Sero Shirtmakers of New Haven (Bradford): Somehow diminished its name in the '80s, lost its Someguysname Ltd. retail customers and went into Ch. 11 bankruptcy. It was succeeded by newly owned and managed Sero Co., Inc., which moved the headquarters to Sero's sewing plant in Georgia in 1991. Hugestore states that Sero closed its factory in 1997. (The original Lands' End was a mail order nautical supply outfit that only sold one shirt, a regular Sero labelled Sero shirt.)

Eagle shirts were made in Allentown, Pa. and Eagle shirts were also private-labelled as men's speciality store brands. Crystal Brands had owned Eagle, as well as Gant, and closed Eagle in 1991 because, with a starting price of $52, demand for the brand had diminished to the point of being an economically unfeasible operation. Phillips-Van Heusen Corp. resurrected the brand in 2004 as a non-iron cotton department store brand in hopes of competing with the success of Brooks Brothers non-iron cotton shirts.

Hathaway shirts had been made in Waterville, Maine since late in the 19th century. It was acquired by Connecticut based Warner's, later Warnaco, in the 1960s. Warnaco suffered a takeover in 1986 and was reorganized. The Hathaway division was neglected and the Waterville plant was closed in 1996.
An extensive article about Hathaway begins about 1/5 of the way down from the top > www.lostmag.com/issue14/things.php Things were looking up for Hathaway at one time > https://findarticles.com/p/articles/mi_m3638/is_8_40/ai_55609104 Then Ike Behar acquired and interest > https://findarticles.com/p/articles/mi_hb4298/is_200411/ai_n14979047 , moved Hathaway to Canada > www.hathawaystore.com and obfuscated Hathaway's Maine history on the web site. Go figure.


----------



## TMMKC (Aug 2, 2007)

philm said:


> Me too. I had them in high school and college. I've looked everywhere on the web with no luck. If you find the brown ones please let me know. I have a pair of cordovans Bass weejun I purchased from Shoebuy.com a couple of years ago, but hardly wear them; they seem to be cut higher and are definitely not the same as the old browns.


Lands' End offers loafers in "English Tan" that look close to Weejuns ($154). LE also has some decent looking loafers on their clearence site. I believe TradTeacher bought some Sebago shoes that closely resemble the Bass models.

Back to the shirts...I'll check out that site.
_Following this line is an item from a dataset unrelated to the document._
PR #1244, opened 2014-12-08
fixed kool example

grosu:


grosu:
Alright, I fixed the print issue the simplest possible way: I modified the example to be deterministic.  I checked it is deterministic using --search and --transition computational, both with the Maude and with the Java backend.  speaking of which, the Java backend search is SO MUCH faster than Maude's, about 10 times faster!  Good work, guys, I am very impressed!  Let us remove the Maude backend from the basic K distribution asap, so that we can focus on the new engine.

Thanks.


----------



## KenCPollock (Dec 20, 2003)

jamgood said:


> Sero Shirtmakers of New Haven (Bradford): Somehow diminished its name in the '80s, lost its Someguysname Ltd. retail customers and went into Ch. 11 bankruptcy. It was succeeded by newly owned and managed Sero Co., Inc., which moved the headquarters to Sero's sewing plant in Georgia in 1991. Hugestore states that Sero closed its factory in 1997. (The original Lands' End was a mail order nautical supply outfit that only sold one shirt, a regular Sero labelled Sero shirt.)
> 
> Eagle shirts were made in Allentown, Pa. and Eagle shirts were also private-labelled as men's speciality store brands. Crystal Brands had owned Eagle, as well as Gant, and closed Eagle in 1991 because, with a starting price of $52, demand for the brand had diminished to the point of being an economically unfeasible operation. Phillips-Van Heusen Corp. resurrected the brand in 2004 as a non-iron cotton department store brand in hopes of competing with the success of Brooks Brothers non-iron cotton shirts.
> 
> ...


This is all accurate as far as I know.
A little more info: the founder of Sero was the brother and co-founder of Gant Shirtmakers. After a falling-out, one went off and opened Sero. 
I worked in stores that sold them in the early 60's. Both companies first made shirts for private labels only, but the Gant became so popular that it began labeling the shirts with its own name. Sero began doing the same a few years later. 
They were largely identical, except that the Gant had the famous "locker loop" in the rear. Many people insisted on making sure that the shirt had the loop. I remember telling customers, even after the shirts were labelled "Gant," that they did not need to tear the packaging open, it was a Gant and it had the loop. However, for years the loop was better known than the Gant name.
Eagle was distinctive because of its breast pocket flap, which was a little bigger than the J. Press one.
Other Trad brands at that time:Wren and Creighton.


----------



## Mr. H (Aug 27, 2007)

jamgood said:


> Eagle shirts were made in Allentown, Pa. and Eagle shirts were also private-labelled as men's speciality store brands. Crystal Brands had owned Eagle, as well as Gant, and closed Eagle in 1991 because, with a starting price of $52, demand for the brand had diminished to the point of being an economically unfeasible operation. Phillips-Van Heusen Corp. resurrected the brand in 2004 as a non-iron cotton department store brand in hopes of competing with the success of Brooks Brothers non-iron cotton shirts.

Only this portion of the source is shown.